*Task to complete*
Each record listed below is to be output exactly as written.

*Given records*
PR #208, opened 2016-05-05
Fix styleguide build

krOoze:
Styleguide build was missing output directory existence test (and so make fails if build first).


krOoze:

*Reply*
PR #208, opened 2016-05-05
Fix styleguide build

krOoze:
Styleguide build was missing output directory existence test (and so make fails if build first).


krOoze:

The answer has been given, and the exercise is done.